THE BEAUTY OF HUMANITY MOVEMENT

by Camilla Gibb

Pub Date: March 21st, 2011
ISBN: 978-1-59420-280-3
Publisher: Penguin Press

London born, Toronto-based novelist Gibb (Sweetness in the Belly, 2006, etc.) focuses her latest novel on a group of dissident 1950s artists and what the ruthless regime did to them.

In Vietnam, food and revolution have always entwined; even Ho Chi Minh was a pastry chef in Paris before he came home and eventually seized control of the fledgling nation. So it's fitting that this novel features at its center the delicious beef noodle soup called pho.
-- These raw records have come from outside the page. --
PR #380, opened 2025-09-16
[ENHANCEMENT]: TimeSeriesChart Migration Fix

ibakshay:
## Problem
CUE validation error during Grafana to Perses migration:
```
invalid panel 1: spec.yAxis.max: cannot reference optional field: min
```

## Root Cause
The TimeSeriesChart migration script could set `yAxis.max` without `yAxis.min`, but the schema constraint `max?: number & >= min` requires both fields to be present for validation.

https://github.com/perses/plugins/blob/02f28cd27a3870e9c28186a9ee3ec145a184c7da/timeserieschart/schemas/time-series.cue#L55

## Solution
Modified `timeserieschart/schemas/migrate/migrate.cue` to handle yAxis min/max values together:

- When `max` is specified without `min`, automatically provide `min: 0` as a sensible default
- Ensures schema constraints are always satisfied during migration
- Added tests for this use-case

## Impact
- Fixes migration failures for Grafana panels with only max values set
- Prevents schema validation errors during dashboard migration

### DIFF
--- a/timeserieschart/schemas/migrate/migrate.cue
+++ b/timeserieschart/schemas/migrate/migrate.cue
@@ -81,9 +81,6 @@ spec: {
 		},
 		null,
 	][0]
-	if #min != null {
-		yAxis: min: #min
-	}
 
 	#max: [// switch
 		if (*#panel.fieldConfig.defaults.max | null) != null {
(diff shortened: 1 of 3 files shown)


AntoineThebaud (commented):
Well there's actually an issue in the datamodel here, not really in the migration schema, I must admit I didnt think about that case..

IMHO the model should be changed to:

```cue
min?:    number
max?:    number
if min != _|_ && max != _|_ {
    max: >= min
}
```

This way you can just provide the max & that works (https://cuelang.org/play/?id=BxZsOWQhd5m#w=function&i=cue&f=export&o=yaml)

ibakshay:
> Well there's actually an issue in the datamodel here, not really in the migration schema, I must admit I didnt think about that case..
> 
> IMHO the model should be changed to:
> 
> ```cue
> min?:    number
> max?:    number
> if min != _|_ && max != _|_ {
>     max: >= min
> }
> ```
> 
> This way you can just provide the max & that works (https://cuelang.org/play/?id=BxZsOWQhd5m#w=function&i=cue&f=export&o=yaml)

Thank you very much for the suggestion. 
I have fixed in https://github.com/perses/plugins/pull/380/commits/4ee343d0c7be1dedc798ea3e769719ecb16343e2

AntoineThebaud (approved):

PR #386, opened 2025-09-19
[FEATURE] TimeSeriesChart: support opacity & line style overrides

AntoineThebaud:
# Description

Closes https://github.com/perses/perses/issues/3227.
Closes https://github.com/perses/perses/issues/3356.

This PR moves the Query Settings of the TimeSeriesChart to a dedicated tab & enrich it with new capabilities to override line style & opacity for individual trends.

NB: migration logic for the equivalent Grafana features will be done in a follow-up PR.

# Screenshots

image

image

image

# Checklist

## UI Changes

### DIFF
--- a/timeserieschart/src/QuerySettingsEditor.tsx
+++ b/timeserieschart/src/QuerySettingsEditor.tsx
@@ -144,6 +144,20 @@ export function QuerySettingsEditor(props: TimeSeriesChartOptionsEditorProps): R
     }
   };
 
+  // Helper function to update query settings at a specific index
+  const updateQuerySettings = (i: number, updater: (qs: QuerySettingsOptions) => void): void => {
+    if (querySettingsList !== undefined) {
+      handleQuerySettingsChange(
+        produce(querySettingsList, (draft) => {
+          const qs = draft[i];
+          if (qs) {
+            updater(qs);
+          }
+        })
+      );
+    }
+  };
+
   const deleteQuerySettingsInput = (i: number): void => {
     if (querySettingsList !== undefined) {
       const updatedQuerySettingsList = produce(querySettingsList, (draft) => {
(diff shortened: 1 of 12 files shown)


timeserieschart/src/utils/data-transform.ts
```diff
@@ -115,11 +116,10 @@ export function getTimeSeries(
     symbolSize: pointRadius,
     lineStyle: {
       width: lineWidth,
-      opacity: 0.95,
-      type: visual.lineStyle,
+      type: (querySettings?.lineStyle ?? visual.lineStyle) as 'solid' | 'dashed' | 'dotted',
     },
```
shahrokni, line 120: Just an opinion. 
The lineStyle > type could have had its own dedicated type. 

```typeScript
type lineStyleType = 'dotted' | 'dashed' | 'solid';
```

timeserieschart/src/QuerySettingsEditor.tsx
```diff
@@ -82,12 +113,123 @@ export function QuerySettingsEditor({ querySettingsList, onChange }: QuerySettin
...
+  const removeAreaOpacity = (i: number): void => {
+    if (querySettingsList !== undefined) {
+      handleQuerySettingsChange(
+        produce(querySettingsList, (draft) => {
+          const qs = draft[i];
+          if (qs) {
+            qs.areaOpacity = undefined;
+          }
+        })
+      );
```
shahrokni, line 232: If I am not mistaken, apart from the part which sets the qs, the methods are almost identical. 

They check to assure  querySettingsList is not undefined, they get the  draft[i] and put into the qs, and finally,
Set the qs['X']  accordingly. Couldn't we have a single method to complete basic check and manage the rest with a switch-case?

timeserieschart/src/QuerySettingsEditor.tsx
```diff
@@ -125,19 +265,14 @@ export function QuerySettingsEditor({ querySettingsList, onChange }: QuerySettin
...
-    >
-      {querySettingsList && querySettingsList.length > 0 ? (
+    <Stack>
+      {queryCount === 0 ? (
+        <Typography mb={2} fontStyle="italic">
+          No query defined
+        </Typography>
+      ) : (
+        querySettingsList &&
+        querySettingsList.length > 0 &&
```
shahrokni, line 275: This could have been one single line?

1. The `?` causes a short_circuit  and turns to a falsy value
2. Any length greater than 0 is truthy value. 

```typescript
querySettingsList?.length &&        
```

timeserieschart/src/QuerySettingsEditor.tsx
```diff
@@ -149,66 +284,262 @@ export function QuerySettingsEditor({ querySettingsList, onChange }: QuerySettin
...
+    if (!colorMode) options.push({ key: 'color', label: 'Color', action: onAddColor });
+    if (!lineStyle) options.push({ key: 'lineStyle', label: 'Line Style', action: onAddLineStyle });
+    if (areaOpacity === undefined) options.push({ key: 'opacity', label: 'Opacity', action: onAddAreaOpacity });
+    return options;
+  }, [colorMode, lineStyle, areaOpacity, onAddColor, onAddLineStyle, onAddAreaOpacity]);
+
+  const handleAddMenuClick = (event: React.MouseEvent<HTMLElement>) => {
+    if (availableOptions.length === 1 && availableOptions[0]) {
+      // If only one option left, add it directly
+      availableOptions[0].action();
```
shahrokni, line 364: It seems we have an extra check here. If `availableOptions.length` is greater than 0 and true, it means there is already at least a member placed in the 0 index. Therefore, this check could simply be (unless you are mutating the array members somewhere else, which means the 0 index may be removed manually)

```typescript
if (availableOptions.length) {
   availableOptions[0].action();
}
```

AntoineThebaud: Hmm we have to ensure there is only one element for this check (not more, not less), but you're right that the second check is kinda redundant here, thus we can go with simply `if (availableOptions.length === 1)`

AntoineThebaud: actually the compiler doesnt like it :( Object is possibly undefined)
image

I'll the double check then

PR #394, opened 2025-09-30
[ENHANCEMENT] add getPublicPath function to all plugins

lachieh:
# Description

This PR implements [the changes that were suggested](https://github.com/perses/perses/pull/3377#issuecomment-3317888993) by @jgbernalp suggested that the publicPath in the plugins can be defined through the module federation configuration.

Follow on from #391

### DIFF
--- a/barchart/rsbuild.config.ts
+++ b/barchart/rsbuild.config.ts
@@ -56,6 +56,7 @@ export default defineConfig({
       },
       dts: false,
       runtime: false,
+      getPublicPath: `function() { const prefix = window.PERSES_PLUGIN_ASSETS_PATH || window.PERSES_APP_CONFIG?.api_prefix || ""; return prefix + "${assetPrefix}"; }`,
     }),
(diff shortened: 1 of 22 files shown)


barchart/rsbuild.config.ts
```diff
@@ -56,6 +56,7 @@ export default defineConfig({
       },
       dts: false,
       runtime: false,
+      getPublicPath: `function() { const prefix = window.PERSES_PLUGIN_ASSETS_PATH || window.PERSES_APP_CONFIG.api_prefix || ""; return prefix + "${assetPrefix}"; }`,
```
jgbernalp, line 59: I updated the comment with a simplified version that accounts for missing app config:

```
getPublicPath: `function() { return (window.PERSES_PLUGIN_ASSETS_PATH || window.PERSES_APP_CONFIG?.api_prefix || "") + "${assetPrefix}"; }`,
```

PR #485, opened 2025-11-24
[FEATURE] Prometheus: support query params

AntoineThebaud:
# Description

Closes https://github.com/perses/perses/issues/1523.
Closes https://github.com/perses/perses/issues/3509 (`engine` query param can be passed).

I guess this piece of code could be moved to plugin-system in the future if other datasources start to support query params. Since it's Prometheus only for now I prefer to have it here.

# Screenshots

New section at the end of the datasource editor:

Screenshot 2025-11-24 164405

# Checklist

## UI Changes

### DIFF
--- a/prometheus/src/plugins/PrometheusDatasourceEditor.tsx
+++ b/prometheus/src/plugins/PrometheusDatasourceEditor.tsx
@@ -16,10 +16,12 @@ import { HTTPSettingsEditor } from '@perses-dev/plugin-system';
 import { Box, TextField, Typography, IconButton } from '@mui/material';
 import PlusIcon from 'mdi-material-ui/Plus';
 import MinusIcon from 'mdi-material-ui/Minus';
-import React, { ReactElement, useState } from 'react';
+import React, { ReactElement, useState, useRef } from 'react';
 import { DEFAULT_SCRAPE_INTERVAL, PrometheusDatasourceSpec } from './types';
 
 interface QueryParamEntry {
+  // Unique identifier for the entry, added to avoid using array index as key
+  id: string;
   key: string;
   value: string;
 }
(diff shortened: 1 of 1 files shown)


prometheus/src/plugins/PrometheusDatasourceEditor.tsx
```diff
@@ -26,6 +33,69 @@ export interface PrometheusDatasourceEditorProps {
...
+  const hasDuplicates = duplicateKeys.size > 0;
+
+  // Convert entries array to object and trigger onChange
+  const syncToParent = (newEntries: QueryParamEntry[]) => {
+    const newParams: Record<string, string> = {};
+    newEntries.forEach(({ key, value }) => {
+      if (key !== '' || value !== '') {
+        newParams[key] = value;
+      }
+    });
```
shahrokni: ## Question
Let's say
1. key is empty
2. value is not empty
3. Now based on the condition
4. Does that mean newParams[''] = value?

prometheus/src/plugins/PrometheusDatasourceEditor.tsx
```diff
@@ -93,6 +165,57 @@ export function PrometheusDatasourceEditor(props: PrometheusDatasourceEditorProp
...
+          {entries.map((entry, index) => (
+            <Box key={index} display="flex" alignItems="center" gap={2} mb={1}>
+              <TextField
+                size="small"
+                label="Key"
+                value={entry.key}
+                placeholder="Parameter name"
+                disabled={isReadonly}
+                onChange={(e) => handleQueryParamChange(index, 'key', e.target.value)}
+                error={entry.key !== '' && duplicateKeys.has(entry.key)}
```
shahrokni: If the key is empty, it can not be found in the Set. Therefore, we should be able to safely remove the first condition.

```typescript
error={duplicateKeys.has(entry.key)}
```

prometheus/src/plugins/PrometheusDatasourceEditor.tsx
```diff
@@ -26,6 +33,69 @@ export interface PrometheusDatasourceEditorProps {
...
+    }
+    setEntries(newEntries);
+    syncToParent(newEntries);
+  };
+
+  const addQueryParam = () => {
+    const newEntries = [...entries, { key: '', value: '' }];
+    setEntries(newEntries);
+    syncToParent(newEntries);
+  };
```
shahrokni: # Let me test  this manually 🧪 

## Scenario 🖊️ 

1. Add a Query Param
2. Don't set the key and value
3. Try to apply and save
4. Check if you could persisted the payload

prometheus/src/plugins/PrometheusDatasourceEditor.tsx
AntoineThebaud: that's a miss indeed, empty key should be forbidden

PR #908, opened 2020-07-10
(internal): normalize titles in database

jethrokuan:
Instead of storing titles as a list within in the Org-roam cache, e.g.
file, ("title1" "title2"). We normalize it and store it as:

file, "title1"
file, "title2"

We need to be able to find a file given a title. This is in preparation for resolving fuzzy links such as `[[Title]]`.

The pivotal figure here is Hu'ng, an octogenarian in failing health who's still selling his old-recipe pho to a group of fanatically dedicated customers, but now in an itinerant way, dodging cops as he works from a battered cart. A half-century earlier, when Hu'ng still had his cafe, it became the hangout of a group of artists and intellectuals that Gibb, embroidering on the real story of a similar group, calls the Beauty of Humanity Movement. Enter a young Vietnamese-American woman, Maggie Ly, who left with her mother just before Saigon fell, and whose father they had to leave behind, presumably to a quick death. Maggie grew up in Minnesota, and she's returned—as curator of a luxury hotel's vast collection of indigenous art—largely to see if she can find out anything about her father, an American-educated artist who before her birth was tortured and maimed by the government, and who turns out to have been part of the Beauty of Humanity intellectuals. The other crucial figure, a bridge between young "foreigner" and old cook, is a tour guide named Tu' who has, with his father, been one of Hu'ng's most faithful customers. Gibb provides extravagantly sensuous accounts of the food. But her style tends to the sentimental and overripe, and the characters never quite come alive in the way the setting does.

As a history told through food, this is very good; as a novel, it lacks a little savor.